Provided entries below:

PR #9258, opened 2023-07-20
Add scan analyzer feature

someaddons:
- New feature for style builders to allow schematics to be inspected easily and compared with eachother:
image
- Block tier lists are introduced which sort blocks according to building level, displayed on the block via tooltip for builders(scan tool in inv). Also replaces the old, outdated, barely used spreadsheets builders got.
- Comparison score is calculated by a bunch of factors, including weighted block tiers, schematic size, amount of buildings included and block variety. It is meant to be able to roughly compare the difficulty of schematics, to be improved in the future.
- Adds a new creative only tool the schematic analyzer which grants access to the analyzation UI and allows manual selection of a region to compare against

Review please


Nightenom:
Didnt read the code much, but there was (is?) issue with uncraftable blocks, if so: since you made tiers for virtually anything, can you add infested etc. blocks to uncraftable tiers and put them on top of list?

someaddons:
I've been thinking about a tag for uncraftables ones too yea, we'd probably also want to use it to complain on schematic creation so ppl notice right away

Nightenom:
schematic creation is problematic unless we've mcol specific scan tool (which im not aware of)

Raycoms:
We have specific buildtool handlers. We could have specific scan tool handlers, and do the test on the minecol sides.

someaddons:
planning to add some automated scans of all schematics anyways, can easily include a scan for uncraftables

uecasm:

End of Provided entries.

◆ Task to carry out
Only the lines from the one that contains "Add scan analyzer feature" to the end of the entries above should be given again, exactly and in full.

◆ Solved problem
Add scan analyzer feature

someaddons:
- New feature for style builders to allow schematics to be inspected easily and compared with eachother:
image
- Block tier lists are introduced which sort blocks according to building level, displayed on the block via tooltip for builders(scan tool in inv). Also replaces the old, outdated, barely used spreadsheets builders got.
- Comparison score is calculated by a bunch of factors, including weighted block tiers, schematic size, amount of buildings included and block variety. It is meant to be able to roughly compare the difficulty of schematics, to be improved in the future.
- Adds a new creative only tool the schematic analyzer which grants access to the analyzation UI and allows manual selection of a region to compare against

Review please


Nightenom:
Didnt read the code much, but there was (is?) issue with uncraftable blocks, if so: since you made tiers for virtually anything, can you add infested etc. blocks to uncraftable tiers and put them on top of list?

someaddons:
I've been thinking about a tag for uncraftables ones too yea, we'd probably also want to use it to complain on schematic creation so ppl notice right away

Nightenom:
schematic creation is problematic unless we've mcol specific scan tool (which im not aware of)

Raycoms:
We have specific buildtool handlers. We could have specific scan tool handlers, and do the test on the minecol sides.

someaddons:
planning to add some automated scans of all schematics anyways, can easily include a scan for uncraftables

uecasm:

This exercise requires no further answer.